Sheet 5-d-1 | Test for Var Subadditivity

[sudeepdoon]

Hi David,

I had a question and then a conern; first for the question:
In the sheet we have got the VAR for a portfolio of 3 bonds as 100. I seem to have a different value..

When trying to see all possible outcome of the portfolio which would be 0,-100,-100,-100,-200,-200,-200 and -300 . The number of outcomes are 2^3 = 8...

On using the PERCENTILE function in Excel and trying to get a 95% VAR for the portfolio I get a value of 265..

Where am I wrong?

And for the concern:

Frankly, I dont seem to get a good hang of the ES and EVT. I have gone through the video and the AIMS are all clear but when it comes to understand the Excels things get hazzy... I guess you have it clear that this has a low probabilty to be questioned by still I dont feel satified (with what I have able to understand..)

For sure it would be a wrong expectation to ask you to give special attention to the topics.
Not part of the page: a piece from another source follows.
PR #2610, opened 2026-07-08
trigger nodeLabelingReconciler when nvidia.com/mig.capable is changed

tariq1890:
This PR fixes a regression where the gpu-operator no longer applies the `nvidia.com/deploy.mig-manager="true"` label on the node following the apply of the `nvidia.com/mig.capable: "true"` node label by gpu-feature-discovery


controllers/nodelabeling_controller.go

I request would be to please provide a link to any of for tutorials that may be taking a deeper dive into the topic or even a link to some article would also do.

Thanks,
Sudeep Manchanda

 

[David Harper CFA FRM]

Hi Sudeep,

Your approach would be fine if all eight outcomes were equally likely, or if an historical simulation had produced those eight outcomes (where prob of each is 1/8).
I expanded the calculation in this XLS: http://sheet.zoho.com/public/btzoho/subadd-aug25

http://learn.bionicturtle.com/images/forum/subadd_aug25.png

under an assumption of 2% PD, note how all outcomes are not equally likely; e.g., because 98%^3 = 94.11%, the outcome of zero defaults is most likely. And, then 90% VaR will give zero! So, note the 95% (cumulative) loss must be -100 (no interpolation as the first default ranges from 94.119% to 96.040% and therefore squarely includes 95%)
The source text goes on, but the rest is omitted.